THUDM / ImageReward

[NeurIPS 2023] ImageReward: Learning and Evaluating Human Preferences for Text-to-image Generation
Apache License 2.0
1.19k stars 65 forks source link

ReFL implement details #57

Open hkunzhe opened 1 year ago

hkunzhe commented 1 year ago

As mentioned in #24 and #34, the current ReFL code only the ReFL loss is implemented and the pre-training loss is not included. In addition, the two losses are optimized alternately.
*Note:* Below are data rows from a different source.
Issue #49, opened 2016-01-08
flex-2.6.0 introduced bison dependency


0-wiz-0:
Since 2.6.0, flex now needs bison during build.
Before that, at least on NetBSD, yacc was enough.

The error I see is

```
gmake[1]: Entering directory '/scratch/devel/flex/work/flex-2.6.0/tests'
/bin/sh ../build-aux/ylwrap bison_nr_parser.y y.tab.c bison_nr_parser.c y.tab.h `echo bison_nr_parser.c | sed -e s/cc$/hh/ -e s/cpp$/hpp/ -e s/cxx$/hxx/ -e s/c++$/h++/ -e s/c$/h/` y.output bison_nr_parser.output -- yacc -d -p test
yacc: e - line 81 of "/scratch/devel/flex/work/flex-2.6.0/tests/bison_nr_parser.y", syntax error
        if( $1 != @1.first_line || $1 != testget_lineno())
                  ^
Makefile:2075: recipe for target 'bison_nr_parser.c' failed
gmake[1]: *** [bison_nr_parser.c] Error 1
../src/flex -o bison_nr_scanner.c bison_nr_scanner.l
/bin/sh ../build-aux/ylwrap bison_yylloc_parser.y y.tab.c bison_yylloc_parser.c y.tab.h `echo bison_yylloc_parser.c | sed -e s/cc$/hh/ -e s/cpp$/hpp/ -e s/cxx$/hxx/ -e s/c++$/h++/ -e s/c$/h/` y.output bison_yylloc_parser.output -- yacc -d -p test
yacc: e - line 83 of "/scratch/devel/flex/work/flex-2.6.0/tests/bison_yylloc_parser.y", syntax error
        if( $1 != @1.first_line || $1 != testget_lineno(scanner))
                  ^
Makefile:2075: recipe for target 'bison_yylloc_parser.c' failed
gmake[1]: *** [bison_yylloc_parser.c] Error 1
../src/flex -o bison_yylloc_scanner.c bison_yylloc_scanner.l
/bin/sh ../build-aux/ylwrap bison_yylval_parser.y y.tab.c bison_yylval_parser.c y.tab.h `echo bison_yylval_parser.c | sed -e s/cc$/hh/ -e s/cpp$/hpp/ -e s/cxx$/hxx/ -e s/c++$/h++/ -e s/c$/h/` y.output bison_yylval_parser.output -- yacc -d -p test
updating bison_yylval_parser.h
```

[...]

PR #144, opened 2016-12-31
test: Remove BUILT_SOURCES from tests/Makefile

Explorer09:
This will prevent anything in tests/ from being built when using the default "make all" target.
Partial fix for #49 (the "get everything out of BUILT_SOURCES in the test suite" part)

### DIFF
--- a/tests/Makefile.am
+++ b/tests/Makefile.am
@@ -339,15 +339,24 @@ FLEX = $(top_builddir)/src/flex
 
 bison_nr_main.$(OBJEXT): bison_nr_parser.h bison_nr_scanner.h
 bison_nr_scanner.$(OBJEXT): bison_nr_parser.h
+
 bison_nr_scanner.h: bison_nr_scanner.c
+	@if test ! -f $@; then rm -f $<; else :; fi
+	@if test ! -f $@; then $(MAKE) $(AM_MAKEFLAGS) $<; else :; fi
 
 bison_yylloc_main.$(OBJEXT): bison_yylloc_parser.h bison_yylloc_scanner.h
 bison_yylloc_scanner.$(OBJEXT): bison_yylloc_parser.h
+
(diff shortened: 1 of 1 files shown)


westes:
A couple of questions:

I generally don't like silencing make commands. Especially in the flex test suite, since building these programs and testing with a non-$PATH flex is so non-standard anyway. So why did you use the @ to suppress the output?

And why test for the nonexistence of the files to begin with? That's make's job -- as well as checking for up-to-date-ness, too.

Explorer09:
@westes 
No, I didn't come up with the idea to silence `make` in lines like that. I just copy what automake did.
The lines are there because, for example, `header_r_scanner.h` doesn't directly derived from `header_r_scanner.c`, rather, it's generated from `header_r_scanner.l`. If `header_r_scanner.h` does not exist but `header_r_scanner.c` does, `make` can be confused and stop. (I admit this problem is rare.) Automake resolves this by silently deleting and remaking the file -- the same code I present in the commit. Perhaps automake people think these two lines are so trivial so that they suppress the output (the line that invokes flex or ylwrap will still be printed anyway). I don't know.

If you don't like the @ symbol then you may stop using it. Just change to something like this:

```
if test ! -f $@; then rm -f $<; fi
if test ! -f $@; then $(MAKE) $(AM_MAKEFLAGS) $<; fi
```

Or this:

```
if test ! -f $@; then rm -f $< && $(MAKE) $(AM_MAKEFLAGS) $<; fi
```

westes:
That's actually a good reason, so thanks for explaining why you did it. I'll have another look and see what I think. You're right that that edge case is rare, but given that this is the flex test suite, accounting for it sooner rather than later is a good thing.

westes:
Thanks. This is now on master and will be included in the next release of flex.

PR #146, opened 2017-01-01
Fix 'make indent' target

Explorer09:
This 'make indent' target has not been working for long since the
directories reorganization in flex 2.6.0. Now make it work again.
Unfortunately the current indent profile breaks many styles of existing
code.

### DIFF
--- a/Makefile.am
+++ b/Makefile.am
@@ -29,7 +29,6 @@
 # to DEFS.
 
 ACLOCAL_AMFLAGS = -I m4
-indent = @INDENT@
 
 dist_doc_DATA = \
 	AUTHORS \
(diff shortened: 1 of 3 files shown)


westes:
Agreed. the .indent.pro is inconsistant with itself even. I'm definitely open for a pr against the contents of the file itself. Although perhaps that should be hashed out on the flex-devel mailing list.

Makefile.am
```diff
@@ -58,8 +57,11 @@ ChangeLog: $(srcdir)/tools/git2cl
 		$(srcdir)/tools/git2cl > $@ \
 	; fi
 
+indent:
+	cd src && $(MAKE) $(AM_MAKEFLAGS) indent
```
westes: Shouldnt the cd src reference $(top_srcdir) because vpath builds?

Explorer09: No, this one isn't for that. This "cd src" is to run the "indent" target from the "src/Makefile", which then cd's to $(top_srcdir). You know this "indent" target is non-recursive, right? So if we run "make indent" in top_srcdir, let it descend to "src" directory to do the job.

Explorer09: And by the way, there won't exist $(top_srcdir)/src/Makefile in vpath build. It's actually $(top_builddir)/src/Makefile that is run.

westes:

PR #148, opened 2017-01-01
test: Correct tests/README about "skip" exit status.

Explorer09:


westes:
Thanks. This is now on master and will be included in the next release.

That was a holdover from the original implementation of the test suite, btw.

PR #149, opened 2017-01-02
testwrapper.sh fix against 'one' test error & removing test scripts bashisms

Explorer09:
Two changes are in this pull request:
The first change allows a so-called "one" test to exit with a non-zero status. `testwrapper.sh` will respect the status and no longer go further to compare the outputs.
The second change removes bashisms in the testwrapper scripts so that, for example, `dash` can be used to run `make check` now.


westes:

PR #150, opened 2017-01-02
(Experimental) dist-hook to force remake scan.c

Explorer09:
Ensure the flex scanner included in release tarball being generated by exactly the flex version to be released.

(Because I found out that the scan.c included in flex-2.6.3 release is generated by flex-2.6.2)

(I label this pull request experimental because I'm not sure how automake's "make dist" rule exactly work, and I don't have the exact build environment as the maintainer's to test that completely.)

### DIFF
--- a/src/Makefile.am
+++ b/src/Makefile.am
@@ -92,6 +92,10 @@ stage1scan.c: scan.c
 	sed 's|^\(#line .*\)"'`printf %s $< | sed 's|[][\\\\.*]|\\\\&|g'`'"|\1"$@"|g' $< > $@
 endif
 
+dist-hook: scan.l flex$(EXEEXT)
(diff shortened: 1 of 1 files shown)


westes:
Something like this is needed, yes. It's in the queue.

westes:
Thanks. This is on master with some modification and will be included in the next release.

westes:
So unfortunately automake is choking on this.

westes:
I had forgot to run make distcheck which -- correctly -- notes that src/scan.c has been rebuilt. The fix is probably to ensure that src/scan.c in the directory is rebuilt, but that is going to take some work. I would agree that the distributed src/scan.c should be built with current flex, though.

westes:
But we'll have to open a new issue, it looks like since there's no option to reopen this pr.

Issue #73, opened 2016-05-20
the path to m4


westes:
Add an option, say, --with-m4 to configure that allows a user to specify which m4 flex should use. This option, when passed, should cause a symbol to be set in config.h. src/main.c should use that symbol to call m4. If that option is not passed, then configure should do its best to find a suitable m4 and set the config.h symbol as previously described.

In particular, this effects Solaris, where /usr/bin/m4 is not suitable for use with flex and where GNU m4 is not in a standard place.

Explorer09:
Um... what is this issue report about? Isn't `./configure M4=/path_to_your_gnu_m4/m4` already sufficient?

westes:
No, this is about the path to the runtime m4.

On Monday,  2 January 2017, 11:28 pm -0800, "Kang-Che Sung (宋岡哲)" <notifications@github.com> wrote:

> Um... what is this issue report about? Isn't `./configure M4=/path_to_your_gnu_m4/m4` already sufficient?
> 
> -- 
> You are receiving this because you authored the thread.
> Reply to this email directly or view it on GitHub:
> https://github.com/westes/flex/issues/73#issuecomment-270062236

-- 
Will Estes
westes575@gmail.com

Explorer09:
I still don't get it. The current config.h already `#define`'s the M4 symbol (1). That is what will be compiled into flex code. And flex honors the M4 environment variable if set (2). What else do we lack then?

(1): In configure.ac, AC_DEFINE_UNQUOTED([M4], ...)
(2): In src/main.c, the getenv("M4") part of code.

westes:
The compile time and runtime m4 paths are not necessarily the same. That's the issue. Yes, one work around is  to use the environment variable.

There might also be some stuff about using a better check for which m4 we're using. Not all m4 are useable from flex's point of view.

There's a third issue that we probably want to internalize macro processing anyway since we don't use a lot of m4 features. (But that's covered in another issue.)

On Tuesday,  3 January 2017,  5:42 am -0800, "Kang-Che Sung (宋岡哲)" <notifications@github.com> wrote:

> I still don't get it. The current config.h already `#define`'s the M4 symbol (1). That is what will be compiled into flex code. And flex honors the M4 environment variable if set (2). What else do we lack then?
> 
> (1): In configure.ac, AC_DEFINE_UNQUOTED([M4], ...)
> (2): In src/main.c, the getenv("M4") part of code.
> 
> -- 
> You are receiving this because you authored the thread.
[...]

PR #153, opened 2017-01-06
build: support cross compiling

### LINKED ISSUE #78: flex 2.6.1 does not cross compile

hobbitalastair:
Check for cross compiling. If cross compiling, build stage1flex using a custom link command.
We also override LDADD since that adds the replacement implementations that are cross compiled, and instead always use the replacement library implementations.

We don't use BUILD_OBJEXT and BUILD_EXEEXT since it seems that automake does not support these.

Fixes #78.

Signed-off-by: Alastair Hughes <hobbitalastair@gmail.com>


rossburton:
With this patch to get a non-cross build working I need to set stage1flex_LINK = $(LINK) in the non-cross case, otherwise it tries using stage1flex_LINK which isn't defined.  I guess I can moan at libtool for this, but apart from that this appears to work for me.

hobbitalastair:
@rossburton thanks! - I've pushed an updated patch that should fix that. It seems to build fine locally now.

Explorer09:
I would like to take some time to look at this and test it.
But, I hope you could also look at issue #73 and address it (have a build-time m4 path) in your cross-compile patch.

hobbitalastair:
@Explorer09 I'd rather keep that in a separate patch since cross-compiling does not require it.

Explorer09:
The BUILD_EXEEXT and BUILD_OBJEXT parts of AX_PROG_CC_FOR_BUILD is currently broken.
AX_PROG_CC_FOR_BUILD depend on AC_EXEEXT to determine the extensions, but the recent autoconf (2.69 in my testing) makes AC_EXEEXT expands to empty code so that BUILD_OBJEXT et al. will not be detected correctly. (Autoconf has internal _AC_COMPILER_EXEEXT macro, but it's supposed to be expanded once, hence it cannot substitute for AC_EXEEXT directly for AX_PROG_CC_FOR_BUILD use case.)
**This is a bug and should be reported.**

westes:
As per github, This branch has conflicts that must be resolved". Please resolve them and push the updates.Thanks!

westes:
Much thanks for the update. It's in the queue to review.

westes:
I had to remove the listing of lib/reallocarray.c since that file is no longer in the git tree.

westes:
In general, I don't like listing the lib/files explicitly because it means tracking them manually. That being said, I don't see a way around that.

westes:
I also note that ./.gitignore ignores m4/ and so I want to make sure that adding in the file in m4/ is not going to bite us. That is the right place for it, I am just concerned about the use of .gitignore above it.

westes:

PR #156, opened 2017-01-09
Update scan.l

luistung:
rm '\n' otherwise it cause 'bad character' error  when execute '/bin/sh ../build-aux/ylwrap scan.l lex.yy.c scan.c -- flex'


westes:
This is on master and will be included in the next release.

PR #161, opened 2017-01-12
filter: Don't emit #line directive to header if noline option is set

tklauser:
One place emitting a #line directive to the generated header was missed
in commit 647a92b9f4 when resolving #55. Fix it to respect gen_line_dirs
as well.


westes:
Thanks. THis is on master and will be included in the next release of flex.

PR #163, opened 2017-01-19
Add overflow detection for [re]allocate_array()

Explorer09:
- Use reallocarray() when we have it (i.e. in OpenBSD system). When we
  don't, use equivalent overflow detection for our allocate_array and
  reallocate_array functions.

- Remove lib/reallocarray.c from our LIBOBJS as we no longer need it.

- Provide a fallback SIZE_MAX macro definition in flexint.h (not
  preprocessor friendly, but enough for our reallocate_array use case).

P.S. I really wonder why we have to constrain the "num of elements"
argument to "int" size. The code doesn't seem to detect negative values,
and the limit of 32-bit "int" size seems to be unnecessary for a 64-bit
system. I would convert all of the uses to use size_t argument, if I have
time to try that.


westes:
> P.S. I really wonder why we have to constrain the "num of elements"
argument to "int" size. The code doesn't seem to detect negative values,
and the limit of 32-bit "int" size seems to be unnecessary for a 64-bit
system. I would convert all of the uses to use size_t argument, if I have
time to try that.

See my latest comment on #167. It's a holdover from POSIX. switching to size_t is not precisely wrong, but it does need accounting for given POSIX (and the --posix and related options).

westes:
I don't understand why we want this. reallocarray is clearly wanted -- your changes stil use it when present. So why not just supply it when absent as before?

Explorer09:
> westes 
> I don't understand why we want this. reallocarray is clearly wanted -- your changes stil [sic] use it when present. So why not just supply it when absent as before?

1. `reallocarray.c` from OpenBSD exposes some implementation details that could be unnecessary for flex use cases, hurts portability, and ... we can't make sure if it's better in performance.

For example a technical detail:

    #define MUL_NO_OVERFLOW ((size_t)1 << (sizeof(size_t) * 4))

and then...

    if ((nmemb >= MUL_NO_OVERFLOW || size >= MUL_NO_OVERFLOW) && nmemb > 0 && SIZE_MAX / nmemb < size) {

A naive overflow check will be:

    if (nmemb > 0 && SIZE_MAX / nmemb < size) {

I can doubt whether the former MUL_NO_OVERFLOW constant is really necessary at all. This should be a compiler detail: A smart compiler should be able to detect this construct and replace the 'div' instructions with a 'mul' and a carry flag jump.

Also, it sets errno which is not (yet) needed by flex use case. (Compiler will be hesitant to optimize out that one because errno is a global variable.)

And it's bad that it didn't provide a SIZE_MAX workaround when stdint.h (or inttypes.h) is not available for a system. (I'm experimenting with a minimal config.h for bootstrap which will assume stdint.h and inttypes.h not being available.)

2. Flex has allocate_array() and reallocate_array() functions, which are the only places that we will use reallocarray() from BSD libc. It'll be very unlikely that libc reallocarray() being used in anywhere else given that flex has its own interfaces.

westes:
That makes sense, thanks.

On Monday, 23 January 2017,  8:55 pm -0800, "Kang-Che Sung (宋岡哲)" <notifications@github.com> wrote:

> > westes 
> > I don't understand why we want this. reallocarray is clearly wanted -- your changes stil [sic] use it when present. So why not just supply it when absent as before?
> 
> 1. `reallocarray.c` from OpenBSD exposes some implementation details that could be unnecessary for flex use cases, hurts portability, and ... we can't make sure if it's better in performance.
> 
> For example a technical detail:
> 
>     #define MUL_NO_OVERFLOW ((size_t)1 << (sizeof(size_t) * 4))
> 
> and then...
> 
>     if ((nmemb >= MUL_NO_OVERFLOW || size >= MUL_NO_OVERFLOW) && nmemb > 0 && SIZE_MAX / nmemb < size) {
> 
> A naive overflow check will be:
> 
>     if (nmemb > 0 && SIZE_MAX / nmemb < size) {
> 
> I can doubt whether the former MUL_NO_OVERFLOW constant is really necessary at all. This should be a compiler detail: A smart compiler should be able to detect this construct and replace the 'div' instructions with a 'mul' and a carry flag jump.
> 
> Also, it sets errno which is not (yet) needed by flex use case. (Compiler will be hesitant to optimize out that one because errno is a global variable.)
> 
> And it's bad that it didn't provide a SIZE_MAX workaround when stdint.h (or inttypes.h) is not available for a system. (I'm experimenting with a minimal config.h for bootstrap which will assume stdint.h and inttypes.h not being available.)
> 
> 2. Flex has allocate_array() and reallocate_array() functions, which are the only places that we will use reallocarray() from BSD libc. It'll be very unlikely that libc reallocarray() being used in anywhere else given that flex has its own interfaces.
> 
> 
> -- 
> https://github.com/westes/flex/pull/163#issuecomment-274709778

-- 
Will Estes
westes575@gmail.com

westes:
This is on master and will be included in the next release.

PR #1056, opened 2023-03-30
bug fix for AxiLitePkg.vhd to make AxiLiteWrite work for Cadence Genus

ruck314:
### Description
- With the default of `constVal = "X"`, Cadence Genus quietly fails to synthesis the `if (constVal /= "X") then` statement and optimizes the write data bus away away in synthesis 
- This proposed solution is just add more function overloading for the `constVal` argument is not used


bengineerd:
What exactly is different about `AxiSlaveRegisterLegacy()`, when when you should it be used instead of `AxiSlaveRegister()`?

ruck314:
@bengineerd Based on our discuss, I have address this in [93c0d0c](https://github.com/slaclab/surf/pull/1056/commits/93c0d0c96f3a72945fe3f1ad2b0c4023fce49ab4)

bengineerd (approved):

PR #1078, opened 2023-05-10
Updating Pgp3GtyUsQpll.vhd

ruck314:
### Description
- adding support for 10G and 15G PGP with 161.1328125 MHz and 322.265625 MHz refClk


bengineerd (commented):
Maybe now isn't a good time, but I'd like to get rid of all the Pgp3 named things and move it all to Pgp4.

I want to add pre-training data myself. If we don't use the gradient accumulation, the pseudo code would be like this:

# Given optimizer and lr_scheduler with unet.
# Compute Pre-training Loss `train_loss` with unet and update unet.
train_loss.backward()
optimizer.step()
lr_scheduler.step()  # is it necessary?
optimizer.zero_grad()

# Compute ReFL Loss `refl_loss` with unet and update unet.
refl_loss.backward()
optimizer.step()
lr_scheduler.step()
optimizer.zero_grad()

However, I'm confused about how to add accelerator.accumulate(unet) for gradient accumulation after reading this post. And I also raised the issue huggingface/accelerate#1870 and discussion in the huggingface accelerate github repo and forum. But I don't seem to get a clear answer. Can you give me some pseudo codes or hints? Thank you very much! @xujz18 @tongyx361

hkunzhe commented 1 year ago

May be duplicated with https://github.com/THUDM/ImageReward/issues/34#issuecomment-1687365733. I was afraid it wouldn't be seen in a closed issue, so I raised this new issue.

xujz18 commented 1 year ago

Your understanding is correct and I appreciate the discussion.